Le rideau a été levé, lundi soir au cinéma Hollywood, sur la 17ème édition du Festival international du film de femmes de Salé, en présence de figures emblématiques du 7ème art et de personnalités du monde artistique, de la culture et des médias.
Organisé du 23 au 28 septembre par l’Association Bouregreg sous le Haut Patronage de Sa Majesté le Roi Mohammed VI, le Festival représente une opportunité pour les femmes cinéastes de toutes origines géographiques, arabes, africaines et internationales, de débattre des questions liées à cette profession, de partager leurs expériences et expertises, et de discuter de la condition des femmes à travers des réalisations filmiques.
S’exprimant à cette occasion, le ministre de la Jeunesse, de la Culture et de la Communication, Mohamed Mehdi Bensaid, a souligné que le cinéma marocain connaît un développement significatif sur tous les plans, notamment à travers un certain nombre de chantiers et de réalisations qui se traduisent par la quantité et la qualité des films produits au Maroc, atteignant près de 30 œuvres annuellement, et ce grâce notamment au soutien du Centre cinématographique marocain (CCM).
Dans une allocution lue en son nom, M. Bensaid a indiqué que le film marocain, qui se positionne désormais en tête du box-office, se distingue par une présence remarquable dans les festivals internationaux de renom, saluant la participation des femmes marocaines créatrices dans les différentes compétitions officielles nationales et internationales.

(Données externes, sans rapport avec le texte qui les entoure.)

PR #102, opened 2020-06-30
Let --select-server option take the number of the server to skip the …

### LINKED ISSUE #43: Let --select-server option take the number of the server to skip the menu
The `shell` and `console` commands have a `--select-server` option that will bring up a menu asking which of the servers to connect to.

Desired behavior:

```
$ geordi shell --select-server 3
> Geordi opens a shell on the 3rd server
$ geordi shell --select-server
> When called without a number, the server menu should open as before.
```

This makes using these commands more flexible.

JohannaHartmann:
…menu (closes #43)

The server number can now be passed to the `--select-server` option for the `geordi shell` and `geordi console` commands to connect directly to the server, e.g. `geordi shell staging --select-server 2`.
Thereby the server select menu will be skipped.
The alias `-s` can still be used.
The server select menu will open as usual with a command like `geordi shell staging --select-server`.

### DIFF
--- a/CHANGELOG.md
+++ b/CHANGELOG.md
@@ -6,6 +6,8 @@ This project adheres to [Semantic Versioning](http://semver.org/spec/v2.0.0.html
 
 ## Unreleased
 
+- Improvement #43: `--select-server` option on `geordi shell` and `geordi console` can take the number of the server to connect to it directly and to skip the menu.
+
 ### Compatible changes
 
 ### Breaking changes
--- a/features/shell.feature
+++ b/features/shell.feature
@@ -4,7 +4,7 @@ Feature: The shell command
     Given a file named "Capfile" with "Capfile exists"
 
 
-  Scenario: It opens a remote shell on the primary server
+  Scenario: It opens a remote shell on the primary server when no option is given
     Given a file named "config/deploy.rb" with "deploy.rb exists"
     And a file named "config/deploy/geordi.rb" with:
     """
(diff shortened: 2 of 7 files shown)


CHANGELOG.md
```diff
@@ -6,6 +6,8 @@ This project adheres to [Semantic Versioning](http://semver.org/spec/v2.0.0.html
 
 ## Unreleased
 
+- Fix #43: `--select-server` option on `geordi shell` and `geordi console` can take the number of the server to connect to it directly and to skip the menu.
```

Le ministre a également mis en avant la place distinguée de la femme dans l’industrie du 7ème art, ainsi que sa présence dans les différents processus et étapes de la création cinématographique, notant que l’industrie du cinéma marocain compte actuellement plus de 80 réalisatrices et 45 assistantes réalisatrices, ainsi que trois exploitantes de salles de cinéma et huit distributrices de films cinématographiques.
Pour sa part, le président de l’Association Bouregreg et président du Festival, Noureddine Chemaou, a indiqué que cette 17ème édition coïncide avec le chantier de réhabilitation et de valorisation du patrimoine matériel de la ville de Salé, faisant savoir que le public aura l’occasion d’assister, pour la première fois dans le cadre du Festival, à des projections en plein air dans les différents espaces de l’ancienne médina de Salé.

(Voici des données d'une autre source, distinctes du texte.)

PR #104, opened 2020-07-08
Fix tests

niklas-hasselmeyer:
Since PR #100 had been merged, tests were red. This commit fixes this and adds a test for the new feature.

### DIFF
--- a/features/commit.feature
+++ b/features/commit.feature
@@ -1,5 +1,7 @@
 @ruby>=2.1
 Feature: Creating a git commit from a Pivotal Tracker story
+  Background:
+    Given a file named "tmp/global_settings.yml" with "pivotal_tracker_api_key: my_api_key"
 
   Scenario: Extra arguments are forwarded to "git commit"
     Given I have staged changes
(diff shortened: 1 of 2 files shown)


features/commit.feature
```diff
@@ -15,3 +17,10 @@ Feature: Creating a git commit from a Pivotal Tracker story
       # No optional message
       And I type ""
     Then the output should contain "> No staged changes. Will create an empty commit."
+
+  Scenario: With an empty global config file, the user is prompted for their PT API key
+    Given a file named "tmp/global_settings.yml" with "--- {}\n"
+    When I run `geordi commit` interactively
+      And I type "abc"
+      And I type ""
+    Then the file "tmp/global_settings.yml" should contain "pivotal_tracker_api_key: abc"
```
codener, line 26: Please do not clear the settings file, but remove it instead. This test covers the current situation of all Geordi users lacking the global settings file. The scenario should be titled "Without a global config file ...".

A test should explain itself as best as possible. Please replace "abc" with "my tracker api key" and fill in the empty quotes with "optional message".

lib/geordi/settings.rb
```diff
@@ -114,7 +114,7 @@ def save_global_settings
     # deprecated
     def gitpt_api_key_old
       file_path = File.join(ENV['HOME'], '.gitpt')
-      if File.exist?(file_path)
+      if File.exist?(file_path) && !Util.testing?
```
codener, line 117: Ok. It is hacky to disable the method this way, but there is no way around – the test cannot rely on files in the developer's `~`, and after all, it is deprecated.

M. Chemaou a également mis en exergue la diversité des espaces de projections et la richesse des activités quotidiennes dans le cadre de ce rendez-vous cinématographique, soulignant la place particulière que le Festival a accordé aux jeunes dans sa programmation, notamment à travers les ateliers de formation.
De son côté, l’ambassadeur de la Hongrie au Maroc, Miklos Erik Tromler, a rappelé que Rabat et Budapest ont signé, l’année dernière, une convention de coopération dans le domaine de coproduction cinématographique, visant à encourager la réalisation de films mettant en valeur la diversité de la culture et du patrimoine des deux pays.
Le cinéma hongrois a une grande histoire non seulement avec le Maroc mais aussi avec le Festival international du film de femmes de Salé, à travers notamment les différentes participations de films hongrois aux festivals marocains, a-t-il ajouté, faisant part de sa fierté quant à la participation de la Hongrie en tant que pays invité de cette grande messe cinématographique.
Le vice-président de la région de Rabat-Salé-Kénitra, Aziz El Hilali, a souligné que cette manifestation culturelle internationale, centrée sur la création cinématographique féminine, est un hommage à la femme marocaine et une reconnaissance pour son rôle agissant dans le développement du Royaume dans divers domaines.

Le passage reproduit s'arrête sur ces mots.